[TRY IT] Copy every line of the records below where the word "unwrap" occurs.

[AVAILABLE DATA]

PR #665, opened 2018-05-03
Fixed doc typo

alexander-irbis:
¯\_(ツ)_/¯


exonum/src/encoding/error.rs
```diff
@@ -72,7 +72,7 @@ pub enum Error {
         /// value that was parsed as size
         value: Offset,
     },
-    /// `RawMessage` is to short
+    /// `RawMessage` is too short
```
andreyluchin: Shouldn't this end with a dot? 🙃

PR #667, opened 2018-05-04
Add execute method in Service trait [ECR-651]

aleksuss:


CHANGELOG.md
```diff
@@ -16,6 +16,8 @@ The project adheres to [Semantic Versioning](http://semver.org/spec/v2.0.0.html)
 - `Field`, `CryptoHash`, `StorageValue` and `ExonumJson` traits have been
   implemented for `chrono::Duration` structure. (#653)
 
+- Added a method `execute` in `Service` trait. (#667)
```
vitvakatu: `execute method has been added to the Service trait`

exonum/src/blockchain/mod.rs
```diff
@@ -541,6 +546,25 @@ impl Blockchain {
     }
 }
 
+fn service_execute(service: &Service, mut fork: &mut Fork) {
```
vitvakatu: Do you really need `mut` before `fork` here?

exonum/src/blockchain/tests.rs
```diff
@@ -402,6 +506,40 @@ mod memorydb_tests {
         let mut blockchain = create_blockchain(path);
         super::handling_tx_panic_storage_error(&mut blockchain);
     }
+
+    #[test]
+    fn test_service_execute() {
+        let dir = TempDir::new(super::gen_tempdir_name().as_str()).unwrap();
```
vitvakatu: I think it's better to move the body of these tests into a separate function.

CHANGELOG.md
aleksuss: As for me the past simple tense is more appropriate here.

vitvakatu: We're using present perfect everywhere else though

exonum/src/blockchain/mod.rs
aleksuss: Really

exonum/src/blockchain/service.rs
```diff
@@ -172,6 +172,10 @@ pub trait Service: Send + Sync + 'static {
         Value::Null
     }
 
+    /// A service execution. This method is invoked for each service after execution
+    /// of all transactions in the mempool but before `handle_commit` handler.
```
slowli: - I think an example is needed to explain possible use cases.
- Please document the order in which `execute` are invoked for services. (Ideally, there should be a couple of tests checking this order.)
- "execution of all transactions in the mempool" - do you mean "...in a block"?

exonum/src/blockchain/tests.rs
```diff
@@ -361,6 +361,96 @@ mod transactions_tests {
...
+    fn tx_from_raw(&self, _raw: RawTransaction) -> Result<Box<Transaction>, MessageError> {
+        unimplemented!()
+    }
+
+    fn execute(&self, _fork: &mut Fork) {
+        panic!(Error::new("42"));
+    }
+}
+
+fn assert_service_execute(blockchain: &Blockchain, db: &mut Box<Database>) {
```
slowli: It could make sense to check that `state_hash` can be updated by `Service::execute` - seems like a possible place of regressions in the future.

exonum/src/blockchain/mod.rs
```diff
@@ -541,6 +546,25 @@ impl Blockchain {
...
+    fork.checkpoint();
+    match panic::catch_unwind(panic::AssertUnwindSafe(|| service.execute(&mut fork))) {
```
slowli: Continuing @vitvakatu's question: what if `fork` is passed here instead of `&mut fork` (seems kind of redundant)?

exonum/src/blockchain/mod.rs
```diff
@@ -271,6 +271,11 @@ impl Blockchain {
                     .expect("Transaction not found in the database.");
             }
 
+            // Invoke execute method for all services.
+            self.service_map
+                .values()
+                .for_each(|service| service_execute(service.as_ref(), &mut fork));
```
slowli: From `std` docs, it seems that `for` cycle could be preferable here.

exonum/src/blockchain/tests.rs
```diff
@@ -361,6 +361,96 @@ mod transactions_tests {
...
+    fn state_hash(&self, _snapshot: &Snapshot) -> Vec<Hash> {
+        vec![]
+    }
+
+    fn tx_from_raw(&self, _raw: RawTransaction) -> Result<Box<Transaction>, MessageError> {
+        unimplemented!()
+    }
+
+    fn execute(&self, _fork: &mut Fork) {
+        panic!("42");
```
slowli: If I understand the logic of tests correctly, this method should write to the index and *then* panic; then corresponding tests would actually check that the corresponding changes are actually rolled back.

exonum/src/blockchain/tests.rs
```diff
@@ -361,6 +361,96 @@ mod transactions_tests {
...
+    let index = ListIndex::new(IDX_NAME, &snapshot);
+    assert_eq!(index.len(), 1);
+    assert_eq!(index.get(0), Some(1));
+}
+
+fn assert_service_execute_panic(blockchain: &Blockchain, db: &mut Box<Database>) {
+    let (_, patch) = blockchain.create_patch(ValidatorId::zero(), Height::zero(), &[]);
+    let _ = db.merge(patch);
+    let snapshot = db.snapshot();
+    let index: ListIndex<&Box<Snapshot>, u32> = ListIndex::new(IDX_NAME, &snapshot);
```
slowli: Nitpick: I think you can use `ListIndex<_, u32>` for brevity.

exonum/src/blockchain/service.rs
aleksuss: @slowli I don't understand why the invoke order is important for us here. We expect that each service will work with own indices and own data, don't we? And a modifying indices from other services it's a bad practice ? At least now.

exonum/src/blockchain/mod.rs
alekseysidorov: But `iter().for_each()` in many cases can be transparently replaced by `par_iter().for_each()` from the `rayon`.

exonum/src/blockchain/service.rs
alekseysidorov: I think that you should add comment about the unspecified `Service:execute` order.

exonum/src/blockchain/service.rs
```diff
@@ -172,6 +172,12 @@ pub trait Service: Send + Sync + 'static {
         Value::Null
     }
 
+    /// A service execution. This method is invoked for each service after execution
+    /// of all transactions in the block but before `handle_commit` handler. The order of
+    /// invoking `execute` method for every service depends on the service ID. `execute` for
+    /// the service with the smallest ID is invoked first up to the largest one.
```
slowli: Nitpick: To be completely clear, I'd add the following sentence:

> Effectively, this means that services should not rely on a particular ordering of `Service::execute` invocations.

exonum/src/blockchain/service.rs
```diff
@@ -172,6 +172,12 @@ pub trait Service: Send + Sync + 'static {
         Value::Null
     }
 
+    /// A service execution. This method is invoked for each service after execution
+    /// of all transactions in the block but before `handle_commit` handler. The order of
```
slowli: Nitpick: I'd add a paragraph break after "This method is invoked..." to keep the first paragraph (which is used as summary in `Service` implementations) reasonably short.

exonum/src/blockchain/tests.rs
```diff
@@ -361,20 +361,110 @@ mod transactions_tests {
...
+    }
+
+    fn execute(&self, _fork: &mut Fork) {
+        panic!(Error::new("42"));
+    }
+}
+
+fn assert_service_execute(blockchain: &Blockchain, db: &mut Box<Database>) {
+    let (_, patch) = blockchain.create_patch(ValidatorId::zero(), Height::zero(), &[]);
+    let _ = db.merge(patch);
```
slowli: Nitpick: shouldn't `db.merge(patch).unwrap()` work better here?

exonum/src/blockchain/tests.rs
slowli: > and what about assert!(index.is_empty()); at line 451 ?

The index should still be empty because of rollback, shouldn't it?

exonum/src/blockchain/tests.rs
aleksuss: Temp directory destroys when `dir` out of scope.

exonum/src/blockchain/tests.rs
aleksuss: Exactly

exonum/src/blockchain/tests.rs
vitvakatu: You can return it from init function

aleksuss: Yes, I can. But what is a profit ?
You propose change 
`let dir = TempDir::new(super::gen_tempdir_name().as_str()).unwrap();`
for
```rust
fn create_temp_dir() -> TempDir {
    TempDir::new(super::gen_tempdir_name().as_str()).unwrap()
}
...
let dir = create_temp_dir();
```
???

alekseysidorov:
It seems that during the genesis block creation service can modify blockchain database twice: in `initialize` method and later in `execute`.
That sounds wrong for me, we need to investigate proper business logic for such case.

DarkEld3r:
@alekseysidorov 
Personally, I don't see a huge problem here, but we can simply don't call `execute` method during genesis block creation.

[TASK RESULT]
+        let dir = TempDir::new(super::gen_tempdir_name().as_str()).unwrap();
slowli: Nitpick: shouldn't `db.merge(patch).unwrap()` work better here?
`let dir = TempDir::new(super::gen_tempdir_name().as_str()).unwrap();`
    TempDir::new(super::gen_tempdir_name().as_str()).unwrap()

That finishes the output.